Lieu : Salle des thèses du bâtiment Boucherle, Domaine de la merci 38700 LA TRONCHE
Composition du jury :
- CORNET Muriel, Professeure des Universités - Praticienne Hospitalière (Université Grenoble Alpes), Directrice de thèse
- ALDEBERT Delphine, Professeure des Universités (Université Grenoble Alpes), Co-directrice de thèse
- BELLANGER-CLERGET Anne-Pauline, Maitresse de Conférences - Praticienne Hospitalière (Université Marie et Louis Pasteur), Rapportrice
- BRUEL Christophe, Professeur des Universités (Université Claude Bernard Lyon 1), Rapporteur
- SAINT-POL Agnès, Scientist (SupBiotech), Examinatrice
- LE PAPE Patrice, Professeur des universités (Nantes université), Examinateur
Résumé en français :
Dans les secteurs de l'agriculture, de l'horticulture et de la viticulture, les champignons phytopathogènes ont un impact significatif sur les rendements. Afin de minimiser les dégâts causés par les maladies fongiques des plantes, le recours aux fongicides ne cesse de croître. Cependant, les agents phytopathogènes ont développé des résistances aux principales classes de fongicides (Fisher et al., 2018 ; Hawkins, 2024 ; Islam et al., 2024 ; Yin et al., 2023). Ces résistances menacent non seulement la sécurité alimentaire, mais aussi la santé humaine, notamment parce que certains genres de champignons peuvent infecter l'homme de manière opportuniste et développer une résistance aux antifongiques dans l'environnement par le biais d'une résistance croisée entre les fongicides agricoles et les antifongiques à usage humain (ATF) (Fraaije et al., 2020 ; Jeanvoine et al., 2017 ; Rivelli Zea & Toyotome, 2022 ; Rocchi et al., 2014 ; Snelders et al., 2012). Notamment Aspergillus fumigatus, largement présent dans l’environnement et agent causal de l’aspergillose pulmonaire, est la troisième cause d’infection fongique invasive en France (Bretagne et al., 2022). Les molécules d'ATF azolés sont chimiquement très similaires dans les applications cliniques et agricoles ; par conséquent, l'utilisation massive de fongicides dans l'environnement est l'une des voies par lesquelles A. fumigatus acquiert une résistance (Fraaije et al., 2020 ; Jeanvoine et al., 2017 ; Rivelli Zea & Toyotome, 2022 ; Rocchi et al., 2014 ; Snelders et al., 2012).

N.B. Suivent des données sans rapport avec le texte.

PR #1507, opened 2016-08-18
Create .npmignore

knownasilya:
To cut down on the size of the module on npm

### DIFF
--- a/.npmignore
+++ b/.npmignore
@@ -1,3 +1,4 @@
 /.github
 /docs
 /test
+/packages/**/test


stephenplusplus:
Thank you for this, but the `package.json` in the root of the repo is a private package: https://github.com/GoogleCloudPlatform/gcloud-node/blob/d606b2aecf8033a96cb512d509fa98ee33a3dc89/package.json#L3

The rest of our packages that are published to npm use the `files` property in their package.json's to limit what is published, e.g. `google-cloud`: https://github.com/GoogleCloudPlatform/gcloud-node/blob/d606b2aecf8033a96cb512d509fa98ee33a3dc89/packages/google-cloud/package.json#L37

Did you install one of the modules from npm that included tests and docs?

knownasilya:
Ah, good!

PR #1524, opened 2016-08-23
translate: Add support for target option to translate.getLanguages.

jmdobry:
Did I do the JSDoc comments right?

This adds support for:

``` js
translate.getLanguages({
  target: 'en'
}, function (err, languages) {
  console.log(languages[0]); // { language: 'ar', name: 'Arabic' }
});
```

``` js
translate.getLanguages({
  target: 'ru'
}, function (err, languages) {
  console.log(languages[0]); // { language: 'ar', name: 'арабский' }
});
```

### DIFF
--- a/packages/translate/src/index.js
+++ b/packages/translate/src/index.js
@@ -166,8 +166,8 @@ Translate.prototype.detect = function(input, callback) {
  *
  * @resource [Discovering Supported Languages]{@link https://cloud.google.com/translate/v2/discovering-supported-languages-with-rest}
  *
- * @param {string=} target - Include the languages names in the response
- *     translated to a target language.
+ * @param {string=} target - Get the language names in a language other than
+ *     English:
  * @param {function} callback - The callback function.
  * @param {?error} callback.err - An error returned while making this request.
  * @param {string[]|object[]} callback.languages - The supported ISO 639-1
@@ -176,23 +176,6 @@ Translate.prototype.detect = function(input, callback) {
  *
  * @example
  * translate.getLanguages(function(err, languages) {
- *   if (!err) {
- *     // languages = [
- *     //   'af',
- *     //   'ar',
- *     //   'az',
- *     //   ...
- *     // ]
- *   }
- * });
- *
- * //-
- * // Include the languages names in the response translated to a target
- * // language:
- * //-
- * translate.getLanguages({
- *   target: 'en'
- * }, function(err, languages, apiResponse) {
  *   if (!err) {
  *     // languages = [
  *     //   {
@@ -211,11 +194,34 @@ Translate.prototype.detect = function(input, callback) {
  *     // ]
  *   }
  * });
+ *
+ * //-
+ * // Get the language names in a language other than English:
+ * //-
+ * translate.getLanguages('es', function(err, languages) {
+ *   if (!err) {
+ *     // languages = [
+ *     //   {
+ *     //     code: 'af',
+ *     //     name: 'afrikáans'
+ *     //   },
+ *     //   {
+ *     //     code: 'ar',
+ *     //     name: 'árabe'
+ *     //   },
+ *     //   {
+ *     //     code: 'az',
+ *     //     name: 'azerí'
+ *     //   }
+ *     //   ...
+ *     // ]
+ *   }
+ * });
  */
 Translate.prototype.getLanguages = function(target, callback) {
   if (is.fn(target)) {
     callback = target;
-    target = undefined;
+    target = 'en';
   }
 
   var reqOpts = {
@@ -234,18 +240,12 @@ Translate.prototype.getLanguages = function(target, callback) {
       return;
     }
 
-    var languages = resp.data.languages;
-
-    if (!reqOpts.qs.target) {
-      languages = languages.map(prop('language'));
-    } else {
-      languages = languages.map(function(language) {
-        return {
-          code: language.language,
-          name: language.name
-        };
-      });
-    }
+    var languages = resp.data.languages.map(function(language) {
+      return {
+        code: language.language,
+        name: language.name
+      };
+    });
 
     callback(null, languages, resp);
   });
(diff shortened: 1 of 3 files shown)


packages/translate/src/index.js
```diff
@@ -166,10 +166,12 @@ Translate.prototype.detect = function(input, callback) {
  *
  * @resource [Discover Supported Languages]{@link https://cloud.google.com/translate/v2/using_rest#supported-languages}
```
stephenplusplus: Can you add a new resource?:

```
@resource [Discovering Supported Languages]{@link https://cloud.google.com/translate/v2/discovering-supported-languages-with-rest}
```

packages/translate/src/index.js
```diff
@@ -166,10 +166,12 @@ Translate.prototype.detect = function(input, callback) {
...
  *
+ * @param {options=} options - Configuration options.
+ * @param {options} options.target - Configuration options.
```
stephenplusplus: Let's just accept a string that will be used as the target language:

```diff
* @param {string=} target - The language you intend to translate text to.
```

^ Feel free to re-word... just trying to be overly-helpful to the reader.

packages/translate/src/index.js
```diff
@@ -166,10 +166,12 @@ Translate.prototype.detect = function(input, callback) {
...
  * @param {function} callback - The callback function.
  * @param {?error} callback.err - An error returned while making this request.
- * @param {string[]} callback.languages - The supported ISO 639-1 language
- *     codes.
+ * @param {string[]|object[]} callback.languages - The supported ISO 639-1
```
stephenplusplus: Let's just always return an array of strings. If the user wants the display name property, they can get that from `apiResponse`.

packages/translate/src/index.js
```diff
@@ -183,17 +185,60 @@ Translate.prototype.detect = function(input, callback) {
  *     // ]
  *   }
  * });
+ *
+ * //-
+ * // Get the names of the languages in a target language:
```
stephenplusplus: See the languages to which you can translate text of a specific language.

^ If that reads weird, feel free to translate that to better English.

packages/translate/src/index.js
jmdobry: Done.

packages/translate/src/index.js
jmdobry: Done.

packages/translate/src/index.js
jmdobry: Done.

packages/translate/src/index.js
jmdobry: Done.

packages/translate/src/index.js
```diff
@@ -164,12 +164,14 @@ Translate.prototype.detect = function(input, callback) {
 /**
  * Get an array of all supported languages.
  *
- * @resource [Discover Supported Languages]{@link https://cloud.google.com/translate/v2/using_rest#supported-languages}
+ * @resource [Discovering Supported Languages]{@link https://cloud.google.com/translate/v2/discovering-supported-languages-with-rest}
  *
+ * @param {string=} target - Include the languages names in the response
```
stephenplusplus: Oops, I misunderstood what the `target` option was for. If the purpose is to get more information from the API, I feel bad not giving it directly to the user as you originally were.

So, this is what I would expect:

```js
translate.getLanguages('en', function(err, languages) {
  languages = [
    {
      code: 'af', // changed key from "language" to "code"
      name: 'Afrikaans'
    },
    // ...
  ]
})
```

I think `code` is easier for this case:

```js
translate.getLanguages('en', function(err, languages) {
  languages.forEach(function(language) {
    var code = language.language; // `language.language` :(
  })
})
```

Sorry for the frustration I've surely caused :\

jmdobry: Fixed.

stephenplusplus: Do you think we should just default to English and always return objects?

packages/translate/src/index.js
```diff
@@ -183,17 +185,75 @@ Translate.prototype.detect = function(input, callback) {
...
+ *
+ * //-
+ * // Include the languages names in the response translated to a target
+ * // language:
+ * //-
+ * translate.getLanguages({
+ *   target: 'en'
+ * }, function(err, languages, apiResponse) {
+ *   if (!err) {
+ *     // languages = [
```
stephenplusplus: This needs to be updated, please.

packages/translate/src/index.js
jmdobry: Sounds fine to me, but it's a breaking change.

packages/translate/src/index.js
jmdobry: Fixed.

packages/translate/src/index.js
stephenplusplus: I think this one is okay. I'll post a warning on Twitter just in case anyone is listening :)

packages/translate/src/index.js
stephenplusplus: *(not capped at 80chars):*

```js
 * @param {object[]} callback.languages - The languages supported by the Translate API.
 * @param {string} callback.languages[].code - The ISO 639-1 language code.
 * @param {string} callback.languages[].name - The language name. This can be translated into your preferred language with the `target` option described above.
```

@callmehiphop did I do this JSDocs right?

packages/translate/src/index.js
jmdobry: Done.

stephenplusplus:
Made some small style changes to the tests and docs, merged in https://github.com/GoogleCloudPlatform/google-cloud-node/commit/581c3b76582027b82ada5bd4f507ec609d94bd6d.

stephenplusplus:
Thank you for this!

jmdobry:
Cool! When can I expect 0.2.0 to be published? Is there a set release schedule?

stephenplusplus:
A batch of releases is coming today 👍

stephenplusplus:
Published: https://www.npmjs.com/package/@google-cloud/translate

PR #1439, opened 2016-07-18
bigtable: v2 support

callmehiphop:
Fixes #1526
##### TODOS:
- [x] New APIs
  - [x] Instance
  - [x] Cluster
  - [x] grpc Operations
- [x] Old API Updates
  - [x] ReadRows
- [x] Refactor request options for existing APIs (where applicable)
- [x] Tests
  - [x] Linted
  - [x] Unit
    - [x] Update outdated tests
    - [x] Add tests for new APIs
  - [x] System
- [x] Documentation
  - [x] Add docs for new APIs
  - [x] Update old docs to reflect param changes, etc.
# 

[Docs Demo](http://callmehiphop.github.io/gcloud-node/#/docs/bigtable/master/bigtable)

PR #1525, opened 2016-08-24
common: create grpc operation object

callmehiphop:
Moving the `GrpcOperation` section of the [Bigtable PR](https://github.com/GoogleCloudPlatform/google-cloud-node/pull/1439) to it's own PR.

### DIFF
--- a/packages/common/test/grpc-operation.js
+++ b/packages/common/test/grpc-operation.js
@@ -286,7 +286,7 @@ describe('GrpcOperation', function() {
     });
 
     describe('operation pending', function() {
-      var apiResponse = { status: 'PENDING' };
+      var apiResponse = { done: false };
       var setTimeoutCached = global.setTimeout;
 
       beforeEach(function() {


.jscsrc
```diff
@@ -17,7 +17,7 @@
   "requireCamelCaseOrUpperCaseIdentifiers": "ignoreProperties",
   "maximumLineLength": {
     "value": 80,
-    "allowUrlComments": true
+    "allowComments": true
```
callmehiphop: See https://github.com/GoogleCloudPlatform/google-cloud-node/pull/1525/files#diff-531b9ca2a9a7327c46d2ff2ffd657de6R51

stephenplusplus: We're gonna have to figure something out... how about an inline jscs ignore?

packages/common/src/grpc-operation.js
```diff
@@ -0,0 +1,212 @@
...
+    return;
+  }
+
+  this.getMetadata(function(err, resp) {
+    if (err || resp.error) {
+      self.emit('error', err || GrpcService.decorateStatus_(resp.result));
+      return;
+    }
+
+    if (!resp.done && self.status !== GrpcOperation.STATUS.running) {
```
stephenplusplus: Looking over https://github.com/googleapis/googleapis/blob/master/google/longrunning/operations.proto, there isn't a `status` property:

```
message Operation {
  string name = 1;
  google.protobuf.Any metadata = 2;
  bool done = 3;
  oneof result {
    google.rpc.Status error = 4;
    google.protobuf.Any response = 5;
  }
}
```

stephenplusplus: Here is what I ended up with after I took out the `status` stuff: https://github.com/stephenplusplus/gcloud-node/blob/4660c1182f903416c19e338884f5a23a217a7bda/packages/common/src/grpc-operation.js

.jscsrc
callmehiphop: Sure, PTAL

packages/common/src/grpc-operation.js
callmehiphop: I just stole your refactor and removed some dead tests, PTAL

callmehiphop:
@stephenplusplus I think this should be good to go - PTAL!

packages/common/src/grpc-operation.js
```diff
@@ -0,0 +1,192 @@
...
+
+  this.listenForEvents_();
+}
+
+modelo.inherits(GrpcOperation, GrpcServiceObject, events.EventEmitter);
+
+/**
+ * Cancel the operation.
+ *
+ * @param {function=} callback - The callback function.
```
stephenplusplus: If this is optional, I think our code needs a `callback || common.util.noop`

stephenplusplus: (and a test)

packages/common/test/grpc-operation.js
```diff
@@ -0,0 +1,337 @@
...
+          assert.strictEqual(err, formattedError);
+          done();
+        });
+
+        grpcOperation.startPolling_();
+      });
+    });
+
+    describe('operation pending', function() {
+      var apiResponse = { status: 'PENDING' };
```
stephenplusplus: Since there is no `status`, we should just use `done: false` to indicate a running operation.

packages/common/src/grpc-operation.js
callmehiphop: Done!

packages/common/test/grpc-operation.js
callmehiphop: Done!

PR #1529, opened 2016-08-25
common: support checking custom types

### LINKED ISSUE #1467: Decoupling packages
RE: https://github.com/GoogleCloudPlatform/gcloud-node/pull/1440/files#r73738579

There are a number of instances within our code where we (sort of) couple packages together. For example, in the NL package we offer optional support for annotating GCS objects. I think it would be great if we could remove the actual storage module dependency while still supporting this feature.

Possible solutions could include:

* Using [`optionalDependencies`](https://docs.npmjs.com/files/package.json#optionaldependencies)
* Check for inheritance of `ServiceObject`
* Check the constructor name

stephenplusplus:
Fixes #1467 

In use:

``` js
if (common.util.isCustomType(image, 'storage/file')) {
  // ...
}
```

I used the constructor `@alias` strings as the canonical name for a class.

### DIFF
--- a/packages/common/src/util.js
+++ b/packages/common/src/util.js
@@ -619,7 +619,7 @@ function isCustomType(unknown, module) {
     if (getConstructorName(walkingModule) === parentModuleName) {
       return true;
     }
-  } while (walkingModule.parent && (walkingModule = walkingModule.parent));
+  } while ((walkingModule = walkingModule.parent));
 
   return false;
 }


packages/common/test/util.js
```diff
@@ -1370,4 +1370,30 @@ describe('common/util', function() {
...
+      this.parent = new PubSub();
+    }
+
+    function Subscription() {
+      this.parent = new MiddleLayer();
+    }
+
+    var subscription = new Subscription();
+
+    it('should match a custom type by constructor names', function() {
```
callmehiphop: Not sure if it will ever come up, but what do you think about adding a test to check the type of a `new PubSub()` - testing against Service and not a ServiceObject.

stephenplusplus: Oh jeez, good catch.

stephenplusplus: Done! (Also, it wasn't working!)

callmehiphop:
LGTM!

packages/common/src/util.js
```diff
@@ -599,3 +599,29 @@ function createLimiter(makeRequestFn, options) {
...
+
+  var parentModuleName = moduleNameParts[0] && moduleNameParts[0].toLowerCase();
+  var subModuleName = moduleNameParts[1] && moduleNameParts[1].toLowerCase();
+
+  if (subModuleName && getConstructorName(unknown) !== subModuleName) {
+    return false;
+  }
+
+  var walkingModule = unknown;
+  do {
```
callmehiphop: WHAT IS THIS SORCERY

stephenplusplus: Hahaha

On a également constaté une augmentation du nombre de cas signalés d’aspergillose invasive causée par des espèces cryptiques d’Aspergillus spp. autres que fumigatus. Ces espèces peuvent être moins sensibles aux agents ATF que leurs homologues et constituent une menace croissante pour la santé publique (Gautier et al., 2016 ; Imbert et al., 2021). Leur répartition dans l'environnement et leur présence dans les champs agricoles n'ont pas encore été pleinement décrites.
La prévalence croissante de la résistance aux ATF chez les champignons pathogènes pour l'homme et/ou les plantes souligne la nécessité de disposer de méthodes rapides pour détecter cette résistance. Les techniques de diagnostic actuelles restent chronophages, ce qui rend nécessaire le recours à des approches plus rapides, capables de réduire la charge de travail du personnel de laboratoire et d'améliorer l'efficacité du diagnostic. Des études antérieures ont montré que la teneur en chitine de la paroi cellulaire fongique augmente chez les souches sensibles aux ATF exposées à des inhibiteurs de membrane ou de β-glucane, alors qu'elle reste stable chez les souches résistantes. En exploitant cette réponse compensatoire induite par le stress des ATF, l'équipe de recherche TrEE a mis au point un test de détection rapide de la résistance : SensiFONG (Wang et al., 2019).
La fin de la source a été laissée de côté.